Try it:
Nothing is to be left out: repeat every entry exactly as given.

Records from a collection:

Content starts

PR #249, opened 2012-07-23
Create 3-node devrel command

reiddraper:
Change devrel command to create 3
Riak CS nodes that are meant to talk
to (one-to-one relationship) with a
Riak devrel cluster. The HTTP ports for
Riak CS change to 807[1-3].

### DIFF
--- a/Makefile
+++ b/Makefile
@@ -48,9 +48,11 @@ stage : rel
 	$(foreach dep,$(wildcard deps/*), rm -rf rel/riak-cs/lib/$(shell basename $(dep))-* && ln -sf $(abspath $(dep)) rel/riak-cs/lib;)
 	$(foreach app,$(wildcard apps/*), rm -rf rel/riak-cs/lib/$(shell basename $(app))-* && ln -sf $(abspath $(app)) rel/riak-cs/lib;)
 
-devrel:
+devrel: dev1 dev2 dev3
+
+dev1 dev2 dev3:
 	mkdir -p dev
-	(cd rel && ../rebar generate skip_deps=true target_dir=../dev/$(PKG_NAME) overlay_vars=vars/dev_vars.config)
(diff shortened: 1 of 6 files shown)


Makefile
```diff
@@ -48,9 +48,11 @@ stage : rel
 	$(foreach dep,$(wildcard deps/*), rm -rf rel/riak-cs/lib/$(shell basename $(dep))-* && ln -sf $(abspath $(dep)) rel/riak-cs/lib;)
 	$(foreach app,$(wildcard apps/*), rm -rf rel/riak-cs/lib/$(shell basename $(app))-* && ln -sf $(abspath $(app)) rel/riak-cs/lib;)
 
-devrel:
+devrel: dev1 dev2 dev3
+
+dev1 dev2 dev3:
 	mkdir -p dev
-	(cd rel && ../rebar generate skip_deps=true target_dir=../dev/$(PKG_NAME) overlay_vars=vars/dev_vars.config)
+	(cd rel && ../rebar generate skip_deps=true target_dir=../dev/$@ overlay_vars=vars/$@_vars.config)
```
kellymclaughlin, line 55: Get rid of the `skip_deps=true` here. It causes the beam files for the dependencies not to be copied into the release and the release fails to start. For some odd reason `skip_deps` is required for the `rel` target due to some error with `stanchion` and the resulting release works. Probably something to do with the directory changing for the `devrel` target.

kellymclaughlin:
Why not just have 4 nodes created instead of 3 to match the 4 created by riak?

kellymclaughlin:
It would be nice if we could have a `stagedevrel` target also. I tend to use `stage` and `stagedevrel` much more frequently than `rel` or `devrel`.

kellymclaughlin:
Looks great! +1 to merge.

Content ends

Completed task:
PR #249, opened 2012-07-23
Create 3-node devrel command

reiddraper:
Change devrel command to create 3
Riak CS nodes that are meant to talk
to (one-to-one relationship) with a
Riak devrel cluster. The HTTP ports for
Riak CS change to 807[1-3].

### DIFF
--- a/Makefile
+++ b/Makefile
@@ -48,9 +48,11 @@ stage : rel
 	$(foreach dep,$(wildcard deps/*), rm -rf rel/riak-cs/lib/$(shell basename $(dep))-* && ln -sf $(abspath $(dep)) rel/riak-cs/lib;)
 	$(foreach app,$(wildcard apps/*), rm -rf rel/riak-cs/lib/$(shell basename $(app))-* && ln -sf $(abspath $(app)) rel/riak-cs/lib;)
 
-devrel:
+devrel: dev1 dev2 dev3
+
+dev1 dev2 dev3:
 	mkdir -p dev
-	(cd rel && ../rebar generate skip_deps=true target_dir=../dev/$(PKG_NAME) overlay_vars=vars/dev_vars.config)
(diff shortened: 1 of 6 files shown)


Makefile
```diff
@@ -48,9 +48,11 @@ stage : rel
 	$(foreach dep,$(wildcard deps/*), rm -rf rel/riak-cs/lib/$(shell basename $(dep))-* && ln -sf $(abspath $(dep)) rel/riak-cs/lib;)
 	$(foreach app,$(wildcard apps/*), rm -rf rel/riak-cs/lib/$(shell basename $(app))-* && ln -sf $(abspath $(app)) rel/riak-cs/lib;)
 
-devrel:
+devrel: dev1 dev2 dev3
+
+dev1 dev2 dev3:
 	mkdir -p dev
-	(cd rel && ../rebar generate skip_deps=true target_dir=../dev/$(PKG_NAME) overlay_vars=vars/dev_vars.config)
+	(cd rel && ../rebar generate skip_deps=true target_dir=../dev/$@ overlay_vars=vars/$@_vars.config)
```
kellymclaughlin, line 55: Get rid of the `skip_deps=true` here. It causes the beam files for the dependencies not to be copied into the release and the release fails to start. For some odd reason `skip_deps` is required for the `rel` target due to some error with `stanchion` and the resulting release works. Probably something to do with the directory changing for the `devrel` target.

kellymclaughlin:
Why not just have 4 nodes created instead of 3 to match the 4 created by riak?

kellymclaughlin:
It would be nice if we could have a `stagedevrel` target also. I tend to use `stage` and `stagedevrel` much more frequently than `rel` or `devrel`.

kellymclaughlin:
Looks great! +1 to merge.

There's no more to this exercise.